Assumptions and Setup

  • Sensors: 4 digital or analog reflectance sensors mounted left to right:

    • S0 (far left), S1 (left-center), S2 (right-center), S3 (far right)
  • PWM outputs: pwm_left, pwm_right to control wheel speeds

  • Desired state: Robot is centered on the line → small or zero error

  • Goal: Adjust motor speeds based on sensor input to correct the direction

Step-by-Step Explanation

1. Sensor Inputs

sensors = [S0, S1, S2, S3]  # values from your reflectance sensors

Each sensor returns a value:

  • If digital, it’s 0 (line detected) or 1 (no line).

You can use either — same principle applies.

2. Weights for Sensor Positions

weights = [-3, -1, 1, 3]

Each sensor has a "position score":

  • Far left = -3
  • Left-center = -1
  • Right-center = +1
  • Far right = +3

This gives a numeric way to calculate where the center of the detected line is.

3. Weighted Average to Get Line Position

numerator = 0
denominator = 0
for i in range(4):
    numerator += sensors[i] * weights[i]
    denominator += sensors[i]

if denominator > 0:
    position = numerator / denominator
else:
    position = 0  # Fallback if no line is detected

This gives you the center of mass of the line reading.

  • Example: if only the middle sensors detect the line:
    sensors = [0, 1, 1, 0] → position = (1×(-1) + 1×(1)) / 2 = 0

  • If the robot is off to the left:
    sensors = [1, 1, 0, 0] → position = (-3 + -1)/2 = -2


4. Calculate Error

error = 0 - position

You're trying to stay centered, so the desired position is 0.
The error tells you how far off-center the line is, and in which direction.

Looping It in Real Time

Here's how this looks in a real control loop (say, using PID):

Step 1: Define a Line Position “Error”

You need a way to convert 4 sensor readings into a position error.

Option A: Weighted Sum Method (for analog or binary sensors)

Assign positions like this:

# For example:
# Sensor positions: [-3, -1, +1, +3]
# Reflects sensor intensity or digital ON/OFF
weights = [-3, -1, 1, 3]
sensors = [S0, S1, S2, S3]

numerator = 0
denominator = 0
for i in range(4):
    numerator += sensors[i] * weights[i]
    denominator += sensors[i]

if denominator > 0:
    position = numerator / denominator  # e.g., -1.5 (left of center)
else:
    position = 0  # Line lost

error = 0 - position  # Desired position is 0 (centered)

Step 2: Control Signal = correction

Let’s now define the control response using different controllers.


P Controller

correction = Kp * error

Adjust left/right motor speed like this:

left_speed = base_speed - correction 
right_speed = base_speed + correction

PI Controller

Adds an integral term to remove bias or steady drift.

integral += error 
correction = Kp * error + Ki * integral

PD Controller

Adds derivative term to reduce overshoot and improve stability.
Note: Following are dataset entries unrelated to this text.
PR #1446, opened 2018-11-28
auto cleanup pt2

phlogistonjohn:

This PR implements a good chunk of the code needed to actually make operations cleanable. This is where the bulk of the refactorings to app/glusterfs lie as far as operations are concerned. The general gist is that you'll see:
* Various refactorings to make clean up code reasonable: including splitting out db access from executor stuff
* Making various operations loadable
* Making various operations cleanable
* Unit tests for the above
* An offline mode for cleaning: `heketi offline cleanup-operations ...` which can be run when heketi server is not running.

The latter is mainly included in this PR (as opposed to a latter PR) as a demonstration of things end-to-end.

Does this seem like a lot? There's more to come!

### Does this PR fix issues?

Part of issue #1401

### Notes for the reviewer

This looks like a lot of commits but hopefully these are small and reviewable commits that won't make your brain explode. :-)

This PR builds on top of PR #1445 please review and merge that series first.

### DIFF
--- a/apps/glusterfs/operations_block_volume.go
+++ b/apps/glusterfs/operations_block_volume.go
@@ -24,7 +24,6 @@ type BlockVolumeCreateOperation struct {
 	OperationManager
 	noRetriesOperation
 	bvol *BlockVolumeEntry
-	//vol *VolumeEntry
 }
 
 // NewBlockVolumeCreateOperation  returns a new BlockVolumeCreateOperation  populated
@@ -242,7 +241,15 @@ func (bvc *BlockVolumeCreateOperation) Rollback(executor executors.Executor) err
 	if err != nil {
 		return err
 	}
-	if e := bvc.bvol.cleanupBlockVolumeCreate(bvc.db, executor); e != nil {
+	hvname, err := bvc.bvol.blockHostingVolumeName(bvc.db)
+	if err != nil {
+		return err
+	}
+	err = bvc.bvol.deleteBlockVolumeExec(bvc.db, hvname, executor)
+	if err != nil {
+		return err
+	}
+	if e := bvc.bvol.removeComponents(bvc.db, false); e != nil {
 		return e
 	}
 	if vol != nil {
--- a/apps/glusterfs/operations_block_volume.go
+++ b/apps/glusterfs/operations_block_volume.go
@@ -43,6 +43,30 @@ func NewBlockVolumeCreateOperation(
 	}
 }
 
+// loadBlockVolumeCreateOperation returns a BlockVolumeCreateOperation populated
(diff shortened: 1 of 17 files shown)


phlogistonjohn:
retest this please

phlogistonjohn:
retest this please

derivative = error - previous_error 
correction = Kp * error + Kd * derivative 

previous_error = error

⚙️ PID Controller

Full version:

integral += error 
derivative = error - previous_error 
correction = Kp * error + Ki * integral + Kd * derivative 
previous_error = error

Motor Speed Update

Make sure to clamp the motor speeds to valid PWM limits (e.g., 0 to 65535 for RP2040 PWM):

def clamp(value, min_val, max_val):
    return max(min_val, min(value, max_val))

left_pwm = clamp(base_speed - correction, 0, max_pwm)
right_pwm = clamp(base_speed + correction, 0, max_pwm)

set_pwm(left_motor, left_pwm)
set_pwm(right_motor, right_pwm)

Tuning Tips

  • Start with P controller, set Kp = 1.0, adjust until it tracks the line with minimal wiggle.

  • Add D if it overshoots or oscillates.

  • Add I if it slowly drifts off the line over time or turns unevenly.